» **What to work on**
Each line shown below should be copied exactly.

» **Material for this exercise**
PR #585, opened 2024-12-04
title attribute is not supported on TextNode element

milosilic:
Title attrubutes should now be supported on TextNode element


fjalvingh (approved):

fjalvingh:
While true there is a sh*tload of attributes that are present on textnode that cannot be set. It is actually a flaw in the design: TextNode should not extend NodeBase but some other, intermediary class. Adding only a check on title does not seem worthwhile.

PR #610, opened 2025-08-14
transient values skipped when copying values from object

milosilic:


fjalvingh (changes requested):
No, that is not reasonable. There is no specific reason why copying transients is bad, in fact it usually is a good idea to copy them.

PR #238, opened 2024-01-28
Denote relative file prompt

jeanphilippegg:
Please review the section in the manual "Use the tree-based file prompt for select commands" as this pull request breaks it and I do not know how we can support this anymore.

In this pull request, I have replaced `denote-file-prompt` with `denote-relative-file-prompt`. It should affect all functions that make use of it. I checked and it seems to always make sense.

Note that I did not alias `denote-file-history` to `denote-relative-file-history` as they would not contain the same values anyway.


jeanphilippegg:
The other pull request (#237) is ready to be merged before this one. This one can be merged once we decide what to do about the manual section above.

jeanphilippegg:
I am closing this as I think I have a simpler way to solve this.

» **Written solution**
PR #585, opened 2024-12-04
title attribute is not supported on TextNode element

milosilic:
Title attrubutes should now be supported on TextNode element


fjalvingh (approved):

fjalvingh:
While true there is a sh*tload of attributes that are present on textnode that cannot be set. It is actually a flaw in the design: TextNode should not extend NodeBase but some other, intermediary class. Adding only a check on title does not seem worthwhile.

PR #610, opened 2025-08-14
transient values skipped when copying values from object

milosilic:


fjalvingh (changes requested):
No, that is not reasonable. There is no specific reason why copying transients is bad, in fact it usually is a good idea to copy them.

PR #238, opened 2024-01-28
Denote relative file prompt

jeanphilippegg:
Please review the section in the manual "Use the tree-based file prompt for select commands" as this pull request breaks it and I do not know how we can support this anymore.

In this pull request, I have replaced `denote-file-prompt` with `denote-relative-file-prompt`. It should affect all functions that make use of it. I checked and it seems to always make sense.

Note that I did not alias `denote-file-history` to `denote-relative-file-history` as they would not contain the same values anyway.


jeanphilippegg:
The other pull request (#237) is ready to be merged before this one. This one can be merged once we decide what to do about the manual section above.

jeanphilippegg:
I am closing this as I think I have a simpler way to solve this.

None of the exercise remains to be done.